The treatment of the family house in divorce cases will vary from case to case; if a couple can agree what to do with it, the court will almost always abide by their decision, though if they cannot, they court will make the decision.
If a home (house, condo, co-op) is owned by the couple and they have children, if they can afford to keep it, it will probably go to the spouse who is determined to be the primary caregiver, for the sake of the children.
In the event that the couple cannot afford to keep the house, it may be sold and the profits will either be divided or given to one spouse. The division, obviously, occurs after the mortgage and cost of sale are paid off.
There is also an in-between approach: The primary caregiver has the right to live in the house until the youngest graduates from high school, at which time he or she will either buy out the other spouse’s share and own the home exclusively, or sell it and the profit is divided between them.
There is another possible variation to any of these arrangements: one spouse is given a set period of time (usually thirty days) during which he or she can buy the house. If the first spouse does not purchase the house (for whatever reason) then the second spouse is given a chance. If the second spouse also fails to buy the house, then it is sold and the proceeds are divided.
In the event that that one party will be the sole occupant of the house following the divorce, arrangements need to be made for the various payments associated with owning a home. One usual arrangement is for the party occupying the home to pay the mortgage, property taxes, utilities, and routine repairs. In the event that non-home occupying spouse keeps some interest in the house (for example, the right to share in the proceeds when the house is eventually), both parties might share in the costs of major repairs. These might be defined by cost (for example, those over $200) or by nature (for example, structural repairs, roof repairs, and the replacement of appliances). The interest of the non-home occupying spouse may also be set at a fixed dollar amount or according to the percent increase in the value of the house from the date of the divorce to the date of sale of the house.
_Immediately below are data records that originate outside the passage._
PR #376, opened 2019-08-16
Anthony McKeever - Lesson 5 Assignment & Exercise Submission

Snip3rM00n:
This is my submission for lesson 5.  It contains both the graded assignment and the graded exercise.

It took me a little bit to wrap my head around comprehensions, however once I was able to mentally equate them to C#'s Linq and lambda expressions it made it easier to comprehend.  <3  After that I had a lot of fun reducing many of my list and dictionary loops into comprehensions.  My favorite part was where I effectively reduced 9 lines of code down to one.

PS. Exercise 1 contains both the except_exercise.py (modified to handle exceptions) and except_test.py (unmodified from the course material and included as is).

It should be noted that when the entire interest in the house is given to one spouse and that spouse is liable for future mortgage payments, this does not mean the spouse who moves out is no longer potentially liable for the mortgage. This is because banks and other lending institutions do not like to give up the security of having multiple people responsible for the loan. Consequently, the spouse who does not occupy the house is responsible for the loan in the event the spouse who does occupy the house fails to pay the mortgage.
There is a legal remedy for this, called a “hold harmless provision.” This means that if the spouse who moved out is required to pay a loan that the other spouse was supposed to pay, then the spouse who moved out can legally collect the loss from the spouse who has the house; that is, the spouse who moved out can sue his or her former partner for any lost funds. Consequently, if the house has a positive net worth, the court could order the house sold in order to pay back the spouse who moved out.